• EXERCISE GOAL: Below is a set of records; print all of them exactly as written.

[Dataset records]
☆ ☆ ☆ ☆ ☆ ☆ ☆
PR #1485, opened 2022-02-14
FE selenium test: verify attribution text and copyright name

Malar-Natarajan:
https://openstax.testrail.com/index.php?/cases/view/623701

https://openstax.testrail.com/index.php?/cases/view/623700

https://openstax.testrail.com/index.php?/cases/view/623699

Add new books tot the book.json library

for: https://app.zenhub.com/workspaces/openstax-unified-5b71aabe3815ff014b102258/issues/openstax/rex-web/1485

pull requests:
- [ ] openstax/rex-web#1485

### DIFF
--- a/pytest-selenium/tests/test_attribution.py
+++ b/pytest-selenium/tests/test_attribution.py
@@ -181,13 +181,11 @@ def test_license_details(selenium, base_url, page_slug):
         license_name = attribution.citation_builder.get_attribute("text").strip()
         license_url = attribution.citation_builder.get_attribute("href").strip()
 
-        if license_name == license_name_expected:
-            pass
-        elif license_name == "CC BY":
+        if license_name == "CC BY":
             print(
                 f"{book_slug} has license name as {license_name}. But expected name is {license_name_expected}"
             )
-        else:
+        elif license_name != license_name_expected:
             pytest.xfail(
                 f"{book_slug} has license name as {license_name}. But expected name is {license_name_expected}"
             )
--- a/pytest-selenium/tests/test_attribution.py
+++ b/pytest-selenium/tests/test_attribution.py
@@ -1,6 +1,6 @@
 from pages.content import Content
 from tests import markers
-from utils import utility
+from utils.utility import Library, get_default_page
 
 
 @markers.test_case("C476302")
@@ -105,7 +105,7 @@ def test_book_url_in_citation_text_shows_url_for_default_page(
     attribution.click_attribution_link()
 
     # THEN: The book url in the the citation section should reference the default page of the book
-    default_page_slug = utility.get_default_page(book_slug)
+    default_page_slug = get_default_page(book_slug)
     attribution_book_url_expected = (
         "https://openstax.org/books/" + book_slug + "/pages/" + default_page_slug
     )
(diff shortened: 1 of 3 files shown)


pytest-selenium/tests/test_attribution.py
```diff
@@ -128,9 +128,138 @@ def test_access_free_url_in_citation_text_shows_url_for_default_page(
...
+        attribution.click_attribution_link()
+
+        # THEN: License name & license link address is Creative Commons
+        license_name = attribution.citation_builder.get_attribute("text").strip()
+        license_url = attribution.citation_builder.get_attribute("href").strip()
+
+        try:
+            assert (
+                license_name == license_name_expected
+            ), f"{book_slug} has license name as {license_name}. But expected name is {license_name_expected}"
```
gregfitch, line 186: You're not likely to see this message because the `try` will immediately catch the error. Instead, remove the `try` block and move both boolean statements into a single `assert`.

gregfitch (changes requested):

pytest-selenium/tests/test_attribution.py
Malar-Natarajan: I want the statement to be printed only if `license_name == "cc by"`. The test can still pass but I just need the list of books with that name. So is this ok?

gregfitch: In that case just remove the failure string from the first assertion as you won't see it - it won't print if it passes and it won't print if it fails because the assertion error will be caught and handled.

pytest-selenium/tests/test_attribution.py
```diff
@@ -128,9 +129,142 @@ def test_access_free_url_in_citation_text_shows_url_for_default_page(
...
+        if license_name == license_name_expected:
+            pass
+        elif license_name == "CC BY":
+            print(
+                f"{book_slug} has license name as {license_name}. But expected name is {license_name_expected}"
+            )
+        else:
+            pytest.xfail(
+                f"{book_slug} has license name as {license_name}. But expected name is {license_name_expected}"
+            )
```
gregfitch, line 193: Consider reworking by removing the first part of the `if`, changing the `elif` to be:
`if license_name == "CC BY":`
and removing the `else` clause because you're testing this same case in the next `assert`

Malar-Natarajan: By `because you're testing this same case in the next assert` do you mean lines 195 - 197? It is a different parameter (license_url) that it checks. It fails straight if the assertion fails.

I am not quite sure I understand the removing else clause. 
I want to make sure the license name is equal to the value stored in `license_name_expected` . Thats the ideal scenario.

But some books are hanging on with `cc by`. That is still ok to pass but I need a list to make sure no new books are added to this group with `cc by` till CE team fixes this issue.

The elif condition, checks if any unknown value/placeholder other than the above two appears (negative testing).

Please let me know if I am still not getting what you are trying to explain.

gregfitch: Ah...I misread the assert vars.

I would still remove the first `if` clause (as it doesn't do anything), change the `elif` to an `if` and change the final `else` statement to an `elif` so you end up with:
`if license_name == "CC BY":`
and
`elif license_name != license_name_expected:`

gregfitch (approved):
☆ ☆ ☆ ☆ ☆ ☆ ☆
• PROBLEM SOLUTION:
PR #1485, opened 2022-02-14
FE selenium test: verify attribution text and copyright name

Malar-Natarajan:
https://openstax.testrail.com/index.php?/cases/view/623701

https://openstax.testrail.com/index.php?/cases/view/623700

https://openstax.testrail.com/index.php?/cases/view/623699

Add new books tot the book.json library

for: https://app.zenhub.com/workspaces/openstax-unified-5b71aabe3815ff014b102258/issues/openstax/rex-web/1485

pull requests:
- [ ] openstax/rex-web#1485

### DIFF
--- a/pytest-selenium/tests/test_attribution.py
+++ b/pytest-selenium/tests/test_attribution.py
@@ -181,13 +181,11 @@ def test_license_details(selenium, base_url, page_slug):
         license_name = attribution.citation_builder.get_attribute("text").strip()
         license_url = attribution.citation_builder.get_attribute("href").strip()
 
-        if license_name == license_name_expected:
-            pass
-        elif license_name == "CC BY":
+        if license_name == "CC BY":
             print(
                 f"{book_slug} has license name as {license_name}. But expected name is {license_name_expected}"
             )
-        else:
+        elif license_name != license_name_expected:
             pytest.xfail(
                 f"{book_slug} has license name as {license_name}. But expected name is {license_name_expected}"
             )
--- a/pytest-selenium/tests/test_attribution.py
+++ b/pytest-selenium/tests/test_attribution.py
@@ -1,6 +1,6 @@
 from pages.content import Content
 from tests import markers
-from utils import utility
+from utils.utility import Library, get_default_page
 
 
 @markers.test_case("C476302")
@@ -105,7 +105,7 @@ def test_book_url_in_citation_text_shows_url_for_default_page(
     attribution.click_attribution_link()
 
     # THEN: The book url in the the citation section should reference the default page of the book
-    default_page_slug = utility.get_default_page(book_slug)
+    default_page_slug = get_default_page(book_slug)
     attribution_book_url_expected = (
         "https://openstax.org/books/" + book_slug + "/pages/" + default_page_slug
     )
(diff shortened: 1 of 3 files shown)


pytest-selenium/tests/test_attribution.py
```diff
@@ -128,9 +128,138 @@ def test_access_free_url_in_citation_text_shows_url_for_default_page(
...
+        attribution.click_attribution_link()
+
+        # THEN: License name & license link address is Creative Commons
+        license_name = attribution.citation_builder.get_attribute("text").strip()
+        license_url = attribution.citation_builder.get_attribute("href").strip()
+
+        try:
+            assert (
+                license_name == license_name_expected
+            ), f"{book_slug} has license name as {license_name}. But expected name is {license_name_expected}"
```
gregfitch, line 186: You're not likely to see this message because the `try` will immediately catch the error. Instead, remove the `try` block and move both boolean statements into a single `assert`.

gregfitch (changes requested):

pytest-selenium/tests/test_attribution.py
Malar-Natarajan: I want the statement to be printed only if `license_name == "cc by"`. The test can still pass but I just need the list of books with that name. So is this ok?

gregfitch: In that case just remove the failure string from the first assertion as you won't see it - it won't print if it passes and it won't print if it fails because the assertion error will be caught and handled.

pytest-selenium/tests/test_attribution.py
```diff
@@ -128,9 +129,142 @@ def test_access_free_url_in_citation_text_shows_url_for_default_page(
...
+        if license_name == license_name_expected:
+            pass
+        elif license_name == "CC BY":
+            print(
+                f"{book_slug} has license name as {license_name}. But expected name is {license_name_expected}"
+            )
+        else:
+            pytest.xfail(
+                f"{book_slug} has license name as {license_name}. But expected name is {license_name_expected}"
+            )
```
gregfitch, line 193: Consider reworking by removing the first part of the `if`, changing the `elif` to be:
`if license_name == "CC BY":`
and removing the `else` clause because you're testing this same case in the next `assert`

Malar-Natarajan: By `because you're testing this same case in the next assert` do you mean lines 195 - 197? It is a different parameter (license_url) that it checks. It fails straight if the assertion fails.

I am not quite sure I understand the removing else clause. 
I want to make sure the license name is equal to the value stored in `license_name_expected` . Thats the ideal scenario.

But some books are hanging on with `cc by`. That is still ok to pass but I need a list to make sure no new books are added to this group with `cc by` till CE team fixes this issue.

The elif condition, checks if any unknown value/placeholder other than the above two appears (negative testing).

Please let me know if I am still not getting what you are trying to explain.

gregfitch: Ah...I misread the assert vars.

I would still remove the first `if` clause (as it doesn't do anything), change the `elif` to an `if` and change the final `else` statement to an `elif` so you end up with:
`if license_name == "CC BY":`
and
`elif license_name != license_name_expected:`

gregfitch (approved):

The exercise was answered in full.